Crazy for Loving You: A Bluewater Billionaires Romantic Comedy(91)
Where the fuck is my baby?
Alessandro meets my eye, sweeps a look around the pool, frowns, and disappears into Daisy’s private wing of the house, lifting a walkie-talkie to his mouth.
My veins ice over.
I don’t stop to towel off, but instead head toward where Alessandro just disappeared, eyes roaming, looking, watching.
“You see the baby?” I ask Jude as I pass him.
He makes a sweep of the patio, then leaps to his feet. “Somebody put him to bed?”
Beck and Derek join us as the bartender touches his earpiece and looks straight at me.
My heart leaps into mission mode, except this isn’t get the job done.
This is what the fuck?
I turn and scan the party on the deck again, this time catching Daisy’s eye in the pool.
Her smile freezes, and suddenly, she turns in a circle.
Then another circle.
There’s no baby down here.
There’s no baby down here.
She goes white as a ghost.
She knows too.
Alessandro steps out of her door. “Sleeping?” I ask him.
He shakes his head tightly and says something else into his walkie-talkie.
Maybe Alessandro overlooked him.
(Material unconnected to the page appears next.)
PR #165, opened 2021-09-13
PP-52: Comment out time check and document the reason behind that choice

antomor:
Comment out the `require` instruction that checks if the `claim` method is called too early.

Maybe someone in my family put him in the crib in the Strawberry Daiquiri suite. Maybe one of the hockey players Daisy invited wanted baby snuggles inside. Maybe one of my older nieces or nephews wanted a few minutes alone with him.
He’s safe.
Margot Roderick is in jail, being held without bond.
Anthony Roderick is supposedly out of the country.
Supposedly.
It’s not enough.
It’s not enough, and after stopping the party and searching everywhere, it’s clear.
Remy’s gone.
I swore I’d protect him, and he’s gone.
Thirty-Eight
Daisy
I can’t dial my phone. I can’t send a text. I can’t stop shaking.
“It was just friends and family at the party,” I tell the police officer for the sixth time. “I swear I knew everyone here.”
Alessandro and West are talking to another officer. They’re calm. Collected.
Except for that flutter in West’s neck.
He’s freaking the fuck out.
As he should.
And it’s my fault. All my fault. How old am I? How long have I lived with people who would use their money to buy anything and everything, from call girls to favors from tax officials to fucking hit men?
Of course Remy’s not here.
I threw a party, because that’s all I do. I throw parties. I make people like me. And it distracted all of us to the point that we gave the Rodericks the perfect opportunity to sneak in.
“They paid a kidnapper,” I whisper. “They paid a kidnapper, and he probably has Remy halfway around the world by now.”
None of the men in the room—not the officers, not West, not Alessandro, and not Jude, who’s in the corner waiting for orders on how to help—contradict me.
“We shut down the roads,” Alessandro tells me. “He couldn’t have been gone more than fifteen minutes before we noticed.”
“Cam activated Bluewater’s SOS system,” Jude tells me. “We’re accounting for every boat in the marina and every plane at the landing strip.”
“Shutting down the causeway too,” one of the officers tells me. “They can’t get back to the mainland without a vehicle search.”
My little baby.
He’s so helpless. And little. And alone.
“I shouldn’t have taken him to the party.”
I barely whisper it, but suddenly West is there, wrapping me in his arms. “Daisy—”
“No.” I shake free. “I know better. I know better. There’s never safe when there’s money involved. Money can buy anything, and I put him in the middle of dozens of people and let my guard down.”
“We both knew better. This isn’t on you.”
“Where are we looking? Where can I help? Get me a flashlight. I’m going out. Have you searched the beaches? The pool houses? What are we doing standing here talking?”
“We need to be with you if the kidnapper calls—” the officer starts.
“This kidnapper doesn’t want money. He wants Remy.” I fly into motion, because I can’t stand still.
Remy’s out there somewhere.
He’s out there, and I have to find him.
Not for Julienne.
Not for my grandmother.
For me.
He’s mine. Mine to love. Mine to raise. Mine to save.
I don’t care how he came to be here in my life. Or how much sleep I lose, or how many dirty diapers I have to change, because that gummy smile—that sweet, innocent adoration, that happy coo, his chubby little face when he’s falling asleep on a bottle, the way I swear he’s trying to tell me stories every morning—he’s become my everything.
I can’t imagine a day without him.
West falls into step next to me as I head for my shoe closet. “I’ll go with you.”
And there’s the other half of my everything.
The one I’ve let down so very, very badly.
It was bound to happen sooner or later, wasn’t it?